Governor to release additional funds to nursing homes that care for poor
Medicaid serves tens of millions of low-income Americans.
HARRISBURG (AP) -- Gov. Ed Rendell has agreed to release additional money to nursing homes that care for the poor rather than wait for hundreds of millions of dollars in federal Medicaid money for which the state is trying to qualify.
Lawmakers and industry officials met late last week with members of the Rendell administration, which they have accused of having reneged on a promise to fund reimbursement rate increases for the nursing homes.
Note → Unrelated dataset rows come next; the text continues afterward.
PR #2250, opened 2024-12-13
feat: Implement HasBiDi interface support in AppiumDriver

mykola-mokhnach:
## Change list

This is the first PR in series where I would like to implement BiDi protocol support with Java client.
The Appium server and drivers only support some parts of the spec, but something is better than nothing (also not everything in the spec makes sense for our context). In time I expect the variety of events and commands to grow bigger.
 
## Types of changes

### DIFF
--- a/.github/workflows/gradle.yml
+++ b/.github/workflows/gradle.yml
@@ -19,6 +19,7 @@ concurrency:
   cancel-in-progress: true
 
 env:
+  CI: true
   ANDROID_SDK_VERSION: "28"
   ANDROID_EMU_NAME: test
   ANDROID_EMU_TARGET: default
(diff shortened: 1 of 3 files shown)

At least one home had threatened to close in the coming days.
Administration officials, who contend they never promised the money, had hoped to keep any reserves to help balance next year's budget, which will not have the benefit of $344 million in federal aid, as this year's did.
"I have concluded that our state's nursing homes cannot wait any longer for the rate relief they need," Rendell said in a statement.
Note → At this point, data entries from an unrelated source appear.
PR #2254, opened 2025-01-06
test: Reenable BiDi logging tests for iOS

mykola-mokhnach:
These tests should work now after Appium 2.14 is released. We should also create a similar set of tests for UIA2 driver


saikrishna321 (approved):
Lgtm! Lets make CI happy 😃

SrinivasanTarget (approved):

PR #2271, opened 2025-02-24
feat: Allow extension capability keys to contain special characters

alexanderkaiser:
## Change list

Extend the `ACCEPTED_W3C_PATTERNS` from `^[\\w-]+:.*$` to `^[^:]+:.*$`
 
## Types of changes

## Details

I'm running an Appium-based test suite in a device cloud. This device cloud has some vendor specific capabilities and I have the option to provide these either **with** the prefix `digital.ai` or **without** any prefix.

I used to just use the second option and the following capability statement was no big deal:

```json
{
  "accessKey" : "eyJ...k",
  "appiumVersion" : "2.11.3",
  "app" : "cloud:my-App-Name",
  ...
}
```
But I have the problem that the second option does not work anymore since a few weeks. The actual capabilities look like this

```json
{
  "appium:accessKey" : "eyJ...k",
  "appium:appiumVersion" : "2.11.3",
  "app" : "cloud:my-App-Name",
  ...
}
```
And when I switch to the first option by using the vendor-specific key `digital.ai` I get this:

```json
{
  "appium:digital.ai:accessKey" : "eyJ...k",
  "appium:digital.ai:appiumVersion" : "2.11.3",
  "app" : "cloud:my-App-Name",
  ...
}
```

leading to the point, that the device cloud cannot find the accessKey for auth.

A `.` DOT is not allowed, but a `-` DASH is. I could not find any restrictions in the [spec](https://www.w3.org/TR/webdriver2/#dfn-extension-capability) for this behavior.

### DIFF
--- a/src/main/java/io/appium/java_client/remote/options/W3CCapabilityKeys.java
+++ b/src/main/java/io/appium/java_client/remote/options/W3CCapabilityKeys.java
@@ -23,7 +23,7 @@ import java.util.stream.Stream;
 public class W3CCapabilityKeys implements Predicate<String> {
     public static final W3CCapabilityKeys INSTANCE = new W3CCapabilityKeys();
     private static final Predicate<String> ACCEPTED_W3C_PATTERNS = Stream.of(
-                    "^[\\w-]+:.*$",
+                    "^[^:]+:.*$",
                     "^acceptInsecureCerts$",
                     "^browserName$",
                     "^browserVersion$",
--- a/src/test/java/io/appium/java_client/remote/options/BaseOptionsTest.java
+++ b/src/test/java/io/appium/java_client/remote/options/BaseOptionsTest.java
@@ -1,0 +1,26 @@
+package io.appium.java_client.remote.options;
+
+import static org.junit.jupiter.api.Assertions.*;
+
+import org.junit.jupiter.params.ParameterizedTest;
+import org.junit.jupiter.params.provider.CsvSource;
+
+class BaseOptionsTest {
+
+
+  @ParameterizedTest
+  @CsvSource({
+      "test, appium:test",
+      "appium:test, appium:test",
+      "browserName, browserName",
+      "digital.ai:accessKey, digital.ai:accessKey",
+      "digital-ai:accessKey, digital-ai:accessKey",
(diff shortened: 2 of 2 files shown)


src/main/java/io/appium/java_client/remote/options/W3CCapabilityKeys.java
```diff
@@ -23,7 +23,7 @@
 public class W3CCapabilityKeys implements Predicate<String> {
     public static final W3CCapabilityKeys INSTANCE = new W3CCapabilityKeys();
     private static final Predicate<String> ACCEPTED_W3C_PATTERNS = Stream.of(
-                    "^[\\w-]+:.*$",
+                    "^[^:]+:.*$",
```
valfirst, line 26:
```suggestion
                    "^[\\w-.]+:.*$"
```
what about just adding `.` to the acceptable characters? I'm not sure it's worth allowing all characters except the colon.

valfirst (changes requested):

src/main/java/io/appium/java_client/remote/options/W3CCapabilityKeys.java
alexanderkaiser: A simple `.` would be enough for me 1e5a0837b4e8e0929d9aaaaaf369a68af5781b31

valfirst:
@alexanderkaiser could you please sign CLA?

mykola-mokhnach (approved):

src/test/java/io/appium/java_client/remote/options/BaseOptionsTest.java
```diff
@@ -0,0 +1,24 @@
+package io.appium.java_client.remote.options;
```
mykola-mokhnach, line 1: Please also add the license header

jlipps:
Hi @alexanderkaiser, congrats: the Appium project wants to compensate you for this contribution! Please reply to this comment mentioning @jlipps and @KazuCocoa and sharing your [OpenCollective](https://opencollective.com/) account name, so that we can initiate payment! Or let us know if you decline to receive compensation via OpenCollective. Thank you!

Officials say the state will release $66 million, qualifying for an extra $82 million in federal Medicaid funds, and distribute the combined $148 million to about 550 nursing homes that accept Medicaid recipients.
The administration's earlier plan, unveiled last year, involved assessing $252 million in fees on nursing homes in order to qualify for $344 million in Medicaid funds. The combined $596 million would then be redistributed to the nursing homes that paid the assessment. Without those federal funds, Rendell said he would cut funding for nursing homes.
While it pursued the money, the administration froze the nursing homes' per-resident Medicaid subsidy at the April 2003 rate. But the Rendell administration tried the strategy at a time when other states, beset by rising welfare bills, were trying to get more Medicaid dollars, too, and the Bush administration introduced tougher scrutiny of state Medicaid funding requests.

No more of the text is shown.